I remember I would ask my parents why I was an only child, but they never really told me why. Would you ask for sibling like I did? I bet you would. And I did want more kids.

Did?

Did.

Oh, sweet baby girl, I don’t know anymore. My train of thought is so off track I don’t think I’ll ever find a straightaway again. When I would get this way before, Daddy would set me straight. It’s the truth. He was always level-headed and smart. He saw the trees through the forest.

It’s why I love him. It’s how I know you would have been the greatest child in the world. Now, you’re our guardian angel, and I will forever love you.

Love,

Mom

 

I read the letter again and it’s a bunch of my rambling, jumbled thoughts. I’m not eloquent like Jordan. I swipe the tears away as I put the letter into an envelope. I smooth out the next page and take a deep breath. I can do this.

 

My Jordan,

I’m not going to lie to you. I’m being forced to do this by my therapist. Yes, I’m going to a therapist. I know you suggested I go to one before, but as always, I’m stubborn and hard-headed. Even though I’m still not as bad as you in that department.

However, I want to say things to you. So many and I’m not sure where to start. Maybe if I list them it’ll be easier.

One, I love you. I do. I always have. It’s a different love than when I first said it. Do you remember when I said it? It was after one of our dates, I can’t remember which one, but I was sitting on the hood of my car and you were kissing my neck, and I blurted it out. Do I always blurt stuff out? Don’t answer that, because I know I do. I remember your smile in the moonlight after the words came out. I saw the love in your eyes. I still see it, but there’s pain there too.

Two, I’m the cause of your pain. Why the hell do you want me? Can’t you even see the pain I’ve caused you, us, our families, our life? How can you still love me? Why would you?

Three, you want kids and Jordan, I don’t know if I can deal with the fear of losing another baby. I’m still not over our Eden. I’m never going to be. I don’t know how much more I can explain it to you. If Eden had lived, I would have never left you. So, yes, I am selfish in a way. I ran away from you and threw myself into work and opening a salon in hopes I’d forget you and Eden, but it’s not working. You two are on my mind more and more and it’s like a roller coaster out of control. I need to be grounded and you did that for me. Without you, I’m like a plastic bag in the wind.

I don’t know how to fix us, me, or our life. I wish there was an easy answer, but there isn’t one.

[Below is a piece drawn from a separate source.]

PR #653, opened 2026-07-28
fix: allow registering bound methods as tasks

### LINKED ISSUE #436: No longer able to register methods in TaskIQ 0.11.10
After updating to `0.11.10`, registering a method as a task produces an `AttributeError`:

Jordan, you don’t deserve to stop your life because I’m a basket case. I only want you to be happy. You were always happy before all of this. You would smile and crack jokes and be...you. I want you to be
you
again, even if it’s not with me.

I love you, forever and always,

Heidi

 

 

I stand by the truck. I’d planned on leaving them on the windshield, but I can’t do it. I want to hand them to him. Patty had been impressed when I told her this morning I would be doing this. I’m shaking like a leaf though. They’re not letters of hope. They’re goodbye letters and I want to do it in person. I’ve run away enough from Jordan.